---------- DATASET RECORDS

PR #2990, opened 2026-02-26
Pre-release 2.49.0

juanscr:
## 2.49.0

Thu, 26 Feb 2026 20:18:33 GMT

### Minor changes

- Added support for nested wildcard subdomains. The valid origins are still restricted to the usage of only one wildcard in the valid origin.
- Added support for non-https URLs for opt-in app valid origins in `app.initialize()`.

### Patches

- Updated stageView.StageViewParams interface to make threadId optional.


juanscr:
Abandoning this PR as I will wait for another PR to be merged. Will re-open a new one with that work included.

PR #3001, opened 2026-03-09
Plugins API

ndangudubiyyam:

## Description

Add support for the plugins API

### Main changes in the PR:

1. Added pluginService.ts
2. Added 'deprecated' tag in the customMessage in privateAPI

### Validation performed:

1. <Step 1>
2. <Step 2>

### Unit Tests added:

<Yes/No>

### End-to-end tests added:

<Yes/No>

### Change file added:

<Yes/No>

### Related PRs:

> Remove this section if n/a

### Next/remaining steps:

> Remove this section if n/a

- [ ] Item 1
- [ ] Item 2

### Screenshots:

> Remove this section if n/a

| Before     | After      |
| ---------- | ---------- |
| < image1 > | < image2 > |

### DIFF
--- a/apps/teams-test-app/e2e-test-data/profile.json
+++ b/apps/teams-test-app/e2e-test-data/profile.json
@@ -9,6 +9,9 @@
     {
       "title": "showProfile API Call - Success",
       "type": "callResponse",
+      "hostSdkVersion": {
+        "web": "<=9.15.0"
+      },
       "boxSelector": "#box_showProfile",
       "inputValue": {
         "modality": "Card",
@@ -26,6 +29,30 @@
         "triggerType": "MouseClick"
       },
       "expectedAlertValue": "showProfile called with {\"modality\":\"Card\",\"persona\":{\"identifiers\":{\"Smtp\":\"test@microsoft.com\"}},\"targetElementBoundingRect\":{\"x\":243,\"y\":0,\"width\":0,\"height\":0,\"top\":0,\"right\":243,\"bottom\":0,\"left\":243},\"triggerType\":\"MouseClick\"}"
+    },
+    {
+      "title": "showProfile API Call - Success",
+      "type": "callResponse",
+      "hostSdkVersion": {
+        "web": ">10.0.0"
+      },
+      "boxSelector": "#box_showProfile",
+      "inputValue": {
+        "modality": "Card",
+        "persona": {
+          "identifiers": {
+            "Smtp": "test@microsoft.com"
+          }
+        },
+        "targetElementBoundingRect": {
+          "x": 0,
+          "y": 0,
+          "width": 0,
+          "height": 0
+        },
+        "triggerType": "MouseClick"
+      },
+      "expectedAlertValue": "regex:showProfile called with .*\"Smtp\":\"test@microsoft.com\".*\"triggerType\":\"MouseClick\""
     }
   ]
 }


packages/teams-js/test/internal/urlPattern.spec.ts
```diff
@@ -19,7 +19,7 @@ describe('urlPattern', () => {
     });
 
     it('returns true for an http pattern', () => {
-      expect(isValidPatternUrl('http://example.com')).toBe(true);
+      expect(isValidPatternUrl('https://example.com')).toBe(true);
```
vhuseinova-msft: this should be http (see the tests description)

packages/teams-js/src/public/runtime.ts
```diff
@@ -626,6 +627,7 @@ export const mapTeamsVersionToSupportedCapabilities: Record<string, Array<ICapab
     // isDeeplyNestedAuthSupported: true (based on const legacyTeamsMobileVersionForDeeplyNestedAuth)
     // for hostClientTypes: [HostClientType.android, HostClientType.ios, HostClientType.ipados, HostClientType.visionOS]
   ],
+  // TODO: Need to add plugins here if we old teams hosts decide to use plugins.
```
vhuseinova-msft: Is this still needed?

packages/teams-js/src/private/pluginService.ts
```diff
@@ -0,0 +1,220 @@
...
+ * @remarks
+ * Plugin messages are serialized before transport to the host, so payload data
+ * is constrained to JSON-safe types.
+ *
+ * @hidden
+ * @internal
+ * Limited to Microsoft-internal use
+ * @beta
+ */
+export type JsonValue = string | number | boolean | null | JsonValue[] | { [key: string]: JsonValue };
```
vhuseinova-msft: Should we just have string|object here to simplify the type?

packages/teams-js/src/private/plugin.md
```diff
@@ -0,0 +1,257 @@
+# Implementing Plugins
+
+This guide covers how to create plugins for the Hub SDK.
+
+## Dependencies
+
+The Hub SDK should be a **dev dependency** (`devDependencies`) in your plugin package:
```
vhuseinova-msft: Is this still needed? Also, we don't want to include web hub sdk info in teams-js

packages/teams-js/src/private/pluginService.ts
```diff
@@ -0,0 +1,220 @@
...
+ * @beta
+ */
+export async function sendMessage(message: PluginMessage): Promise<void> {
+  ensureInitialized(runtime);
+
+  if (!message.func) {
+    throw new Error('func is required in PluginMessage.');
+  }
+  if (!message.pluginId) {
+    throw new Error('pluginId is required in PluginMessage.');
```
vhuseinova-msft: Why do we need plugin id here?
Plugin id shouldn't be a requirement for plugin message or for sending messages and it should be used for access to plugin in plugin service.

packages/teams-js/src/private/plugin.md
ndangudubiyyam: good catch. Will remove it

packages/teams-js/src/private/pluginService.ts
juanscr: I _think_ it seems important if the plugin system expands, doesn't it? Accidentally, two different plugins may register a same message and we need to be able to separate this, correct? Or enforce this runtime wise on the Host but it could be a bit tricky.

vhuseinova-msft: ` Accidentally, two different plugins may register a same message and we need to be able to separate this, correct?`
We shouldn’t restrict registering multiple plugins for the same message.I'm not sure why the app or hub needs to distinguish which plugin produced the message (similar to how custom messages work, we don't really care which part of the app sent it)

apps/teams-test-app/src/components/utils/catalyst-plugin-contract.ts
```diff
@@ -0,0 +1,62 @@
+/**
+ * Catalyst Plugin Contract
+ *
+ * This file represents what would be a standalone shared types package possibly in 1js
+ * (e.g. `@1js/bizchat-catalyst-plugins-metaos-hub`) in production.
```
vhuseinova-msft: not sure if it's okay to mention 1JS repo here.

apps/teams-test-app/src/components/utils/catalyst-plugin-contract.ts
```diff
@@ -0,0 +1,62 @@
...
+ *   - Host (hub): uses it to type outbound send calls and inbound listener args
+ *   - App (iframe): uses it to know what messages to handle and what to send back
+ *
+ * Neither side owns this file — it is the source of truth for the wire contract.
+ */
+
+// ── Plugin identifiers ───────────────────────────────────────────────────────
+// Routed through every PluginMessage — host and app must agree on these.
+
+export const CatalystPluginIds = {
```
vhuseinova-msft: Same questions as in other repo :)

packages/teams-js/test/internal/urlPattern.spec.ts
```diff
@@ -96,7 +97,7 @@ describe('urlPattern', () => {
     });
 
     it('returns a verifier for an http pattern', () => {
-      const verifier = createURLVerifier('http://example.com', logger);
+      const verifier = createURLVerifier('https://example.com', logger);
```
vhuseinova-msft: Should it be http here?

packages/teams-js/src/private/pluginService.ts
ndangudubiyyam: @juanscr I think we can just use the funcName as a differentiatior for now. In future we can add different fields to the PluginMessage interface, that can add a secondary differentiator like `pluginId` or `schemaVersion` or `messageType`

packages/teams-js/src/private/pluginService.ts
```diff
@@ -0,0 +1,172 @@
...
+ *
+ * @throws Error if SDK initialization has not completed, if the host returns
+ * an error response, or if `func` is missing.
+ *
+ * @hidden
+ * @internal
+ * Limited to Microsoft-internal use
+ * @beta
+ */
+export async function sendMessage(message: PluginMessage): Promise<void> {
```
vhuseinova-msft: Instead of asking customers to call sendMessage / receiveMessage APIs directly, I was thinking we could introduce a structure similar to the Web Hub SDK.

Specifically, we could define an IPlugin interface that plugins implement, and then allow them to register or create a bridge via a plugin service. This would be similar to [plugin.ts in microsoft‑teams‑library‑js](https://github.com/OfficeDev/microsoft-teams-library-js/blob/22c0ba96304ac1a2189d5f8573f9cbdea87b1ee9/packages/teams-js/src/internal/plugin.ts).

As a result, the plugin interfaces exposed to API consumers would look very similar between Teams JS and the Web Hub SDK.

vhuseinova-msft: For future refference:
"Thanks for the design suggestion — the IPlugin / PluginMessagingBridge pattern is a great fit for SDKs that own plugin lifecycle, and I can see the appeal of aligning with the Web Hub SDK interface.
I'm going to keep the functional API for now, for a few reasons:
Consistency with the rest of Teams JS — Every capability in this SDK app pages, meeting, etc.) exposes plain functions. Introducing a class-based interface here would be an outlier, and I'd rather not create a second pattern for consumers to learn.
Versioning and deprecation flexibility — With a functional API, I can add new functions alongside old ones and deprecate them independently. With IPlugin, any rename or addition of a required method is a breaking change for every plugin implementer. The functional model gives us more room to evolve without breaking callers.
Tree-shaking — A consumer that only needs sendMessage will import just that one function. With the bridge/interface approach, the full interface shape tends to pull in more than needed."

vhuseinova-msft (dismissed):

juanscr (dismissed):

packages/teams-js/src/private/pluginService.ts
```diff
@@ -0,0 +1,172 @@
...
+ * @remarks
+ * Plugin messages are serialized before transport to the host, so payload data
+ * is constrained to JSON-safe types.
+ *
+ * @hidden
+ * @internal
+ * Limited to Microsoft-internal use
+ * @beta
+ */
+export type JsonValue = string | number | boolean | null | JsonValue[] | { [key: string]: JsonValue };
```
jekloudaMSFT: We already have `SimpleType` and `ISerializable` that we use to pass messages over the iframe boundary, could we reuse those here?

packages/teams-js/src/private/pluginService.ts
```diff
@@ -0,0 +1,172 @@
...
+ * @param handler - Callback invoked for each incoming plugin message payload.
+ *
+ * @throws Error if plugin messaging is not supported by the current host.
+ *
+ * @hidden
+ * @internal
+ * Limited to Microsoft-internal use
+ * @beta
+ */
+export function receivePluginMessage(handler: ReceiveMessageHandler): void {
```
jekloudaMSFT: Should this be something like `onReceivePluginMessage` or `registerReceivePluginMessageHandler`? I think that's generally the convention for functions that register event handlers

packages/teams-js/src/private/pluginService.ts
```diff
@@ -0,0 +1,172 @@
...
+ *
+ * @hidden
+ * @internal
+ * Limited to Microsoft-internal use
+ * @beta
+ */
+export type PluginMessage = {
+  func: string;
+  args?: JsonValue;
+  correlationId?: string; // Useful in the future for correlating requests and responses between host and plugin, but currently unused.
```
jekloudaMSFT: Are we going to implement `correlationId` passing? If it's going to be part of the initial implementation we probably don't have to say it's unused here. And if it is going to be unsupported that should be made explicit in the TSDoc comment for consumers

packages/teams-js/src/private/pluginService.ts
ndangudubiyyam: Sure let me change it

packages/teams-js/src/private/pluginService.ts
ndangudubiyyam: Thanks for the input I modified the comments

packages/teams-js/src/private/plugins.ts
```diff
@@ -0,0 +1,172 @@
...
+ *
+ * @hidden
+ * @internal
+ * Limited to Microsoft-internal use
+ * @beta
+ */
+export function receivePluginMessage(handler: ReceiveMessageHandler): void {
+  registerHandlerHelper(
+    getApiVersionTag(pluginTelemetryVersionNumber, ApiName.Plugins_ReceiveMessage),
+    ApiName.Plugins_ReceiveMessage,
```
jekloudaMSFT, line 126: It looks like this only allows one handler per app, is that expected? Like the app cannot register multiple handlers for multiple plugins/messages, it all needs to be handled on one handler?

packages/teams-js/src/private/plugins.ts
```diff
@@ -0,0 +1,172 @@
+import { callFunctionInHost } from '../internal/communication';
```
jekloudaMSFT, line 1: nit: I think `plugin.ts` or `plugins.ts` would follow the general naming convention for a capability file. I would like to see a consistent naming between this file, the test app component, and the runtime object ("plugin" vs "plugins" vs "pluginService")

packages/teams-js/src/public/runtime.ts
jekloudaMSFT: Please remove this comment or link a work item for this

packages/teams-js/test/internal/urlPattern.spec.ts
```diff
@@ -19,6 +19,7 @@ describe('urlPattern', () => {
     });
 
     it('returns true for an http pattern', () => {
+      // eslint-disable-next-line @microsoft/sdl/no-insecure-url
```
jekloudaMSFT, line 22: Why do we need these eslint comments now?

packages/teams-js/test/private/pluginService.spec.ts
```diff
@@ -0,0 +1,205 @@
...
+      expect(handler).toHaveBeenCalledWith(
+        expect.objectContaining({
+          func: 'catalyst.contextUpdate',
+          args: { key: 'theme', value: 'dark' },
+          correlationId: 'corr-999',
+        }),
+      );
+    });
+
+    it('should only be callable from content context', async () => {
```
jekloudaMSFT: This API isn't only limited to the content context, right?

apps/teams-test-app/e2e-test-data/profile.json
```diff
@@ -26,6 +29,30 @@
         "triggerType": "MouseClick"
       },
       "expectedAlertValue": "showProfile called with {\"modality\":\"Card\",\"persona\":{\"identifiers\":{\"Smtp\":\"test@microsoft.com\"}},\"targetElementBoundingRect\":{\"x\":243,\"y\":0,\"width\":0,\"height\":0,\"top\":0,\"right\":243,\"bottom\":0,\"left\":243},\"triggerType\":\"MouseClick\"}"
+    },
+    {
+      "title": "showProfile API Call - Success",
```
jekloudaMSFT: Why is this profile test included in this PR?

apps/teams-test-app/src/components/utils/shared-plugin-contract.ts
```diff
@@ -0,0 +1,54 @@
...
+ * Catalyst Plugin Contract
+ *
+ * This file represents what would be a standalone shared types package
+ * (e.g. `@Shared/plugin-contract`) in production.
+ *
+ * Both sides of the messaging boundary import from it:
+ *   - Host (hub): uses it to type outbound send calls and inbound listener args
+ *   - App (iframe): uses it to know what messages to handle and what to send back
+ *
+ * Neither side owns this file — it is the source of truth for the wire contract.
```
jekloudaMSFT, line 11: Does the host actually use this file, or do they have to maintain a duplicate of it?

change/@microsoft-teams-js-ae58228c-281e-4bfd-82b9-552968455d51.json
```diff
@@ -0,0 +1,7 @@
+{
+  "type": "minor",
+  "comment": "Added `plugin` capability that will help directly interact with the host bypassing API registration in hubsdk. The capability is still awaiting support in one or most host applications. To track availability of this capability across different hosts see https://aka.ms/capmatrix",
```
jekloudaMSFT: Please change this to `pluginService` if that's the capability name we're using here

packages/teams-js/test/internal/urlPattern.spec.ts
juanscr: Those are needed, I think I messed up when adding the tests hehe

packages/teams-js/src/private/pluginService.ts
juanscr: Agree with this! I think we can extend simple type to include the recursive ` { [key: string]: SimpleType }`. We are having a bunch of serialization classes only just to pass the object as-is

apps/teams-test-app/src/components/privateApis/PluginAPI.tsx
```diff
@@ -0,0 +1,74 @@
+import { plugins } from '@microsoft/teams-js';
```
jekloudaMSFT, line 1: nit: I think this should probably be `PluginsAPI.tsx` now?

packages/teams-js/src/private/plugins.ts
```diff
@@ -0,0 +1,159 @@
...
+ * @param handler - Callback invoked for each incoming plugin message payload.
+ *
+ * @throws Error if plugin messaging is not supported by the current host.
+ *
+ * @hidden
+ * @internal
+ * Limited to Microsoft-internal use
+ * @beta
+ */
+export function registerPluginMessage(handler: ReceiveMessageHandler): void {
```
jekloudaMSFT, line 123:
```suggestion
export function registerPluginMessageHandler(handler: ReceiveMessageHandler): void {
```

packages/teams-js/src/internal/responseHandler.ts
```diff
@@ -22,7 +22,7 @@ export abstract class ResponseHandler<SerializedReturnValueFromHost, Deserialize
   public abstract deserialize(response: SerializedReturnValueFromHost): DeserializedReturnValueFromHost;
 }
 
-export type SimpleType = string | number | boolean | null | undefined | SimpleType[];
+export type SimpleType = string | number | boolean | null | undefined | SimpleType[] | { [key: string]: SimpleType };
```
jekloudaMSFT, line 25: This type needs to be exposed to consumers if they're expected to call the plugins APIs directly. Maybe we could export a type alias from the plugins package?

--------------------

#### TASK ITEM:
Copy out each line of the listing where the string "toBe" appears.

#### ANSWER TO THE EXERCISE:
-      expect(isValidPatternUrl('http://example.com')).toBe(true);
+      expect(isValidPatternUrl('https://example.com')).toBe(true);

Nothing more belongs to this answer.